After a spate of cases in which people have died or been hospitalized as a result of smoking synthetic weed, state lawmakers have decided to take action. Now, as the Illinois Senate considers a ban on fake weed, leaders in the state hope to see fewer casualties resulting from the drug.
Closing the Loophole
Synthetic cannabis has been back in the headlines in Illinois in recent weeks. In particular, reports that people have been consuming fake weed laced with rat poison have surfaced.
Toward the end of April, a woman in central Illinois died after smoking synthetic cannabis that was laced with rat poison. She was the fourth casualty from the deadly mixture. Additionally, Illinois health officials said that 153 people in 13 counties have gotten sick from the cocktail in recent weeks.
Even without the rat poison, synthetic cannabis is extremely dangerous. The substance is typically a combination of numerous chemicals designed to trigger certain parts of the brain and body.
The chemicals are typically sprayed onto some sort of smokable material. Similarly, liquid forms of the drug can also be used in e-cigarettes. And although manufacturers are generally aiming to mimic the euphoric highs produced by real weed, synthetic cannabis often ends up being toxic.
In the past, Illinois lawmakers made laws prohibiting the use of certain chemical formulas. But that didn’t slow down manufacturers of synthetic cannabis. Instead, they simply came up with workaround formulas. In fact, the Chicago Tribune reported that there are now more than 80 known formulas for making synthetic cannabis.
Now, Illinois lawmakers are working to close this legal loophole. The new bill won’t just ban specific formulas. Instead, it will ban all forms of synthetic cannabis, regardless of the formula used to make them. The Senate approved the bill earlier this week. It will now move on to a vote in the House.
Other Areas Impacted By Synthetic Weed
Synthetic weed isn’t just affecting people in Illinois. This most recent spree of synthetic weed deaths has hit several other states. And in most of these cases, the synthetic cannabis has been laced with rat poison.
For example, authorities in Florida reported that the toxic mixture had shown up in the state. At least one man has died from the substance. There have also been a number of injuries and illnesses resulting from it.

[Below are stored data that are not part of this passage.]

Issue #3628, opened 2024-01-08
Make setting display name mandatory when creating new account over QR Code Scan (DCACCOUNT scheme)


adzialocha:
Related Android issue: https://github.com/deltachat/deltachat-android/issues/2913

Simon-Laux:
only when creating a new account over qr code scan (DCACCOUNT scheme), I assume?

r10s:
it is reasonable to also expect a displayname when saving things on later edits

r10s:
also change the used string from `qraccount_success_enter_name` to `set_name_and_avatar_explain` (note that the latter does not require a placeholder)

if a message is needed to remind the user to fill you the name, use `please_enter_name`.

PR #3663, opened 2024-02-07
Require setting display name when creating profile for first time after scanning DCACCOUNT invite URL

adzialocha:
Closes: https://github.com/deltachat/deltachat-desktop/issues/3628

### DIFF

In addition to Florida and Illinois, dangerous forms of synthetic cannabis have shown up in Indiana, Kentucky, Maryland, Missouri, Pennsylvania, Virginia, and Wisconsin.
Officials in each of these states are beginning to take action. As for Illinois, lawmakers hope their new bill will effectively shut down avenues for people to make and distribute the substance.
“What this bill does is it closes that loophole,” Senator Jacqueline Collins said of the bill moving through the Illinois legislature. “Right now you can go into many of these corner stores on the South and West Side [of Chicago] and see these drugs on display. It’s very popular, it’s cheap and easy to access, but it’s deadly.”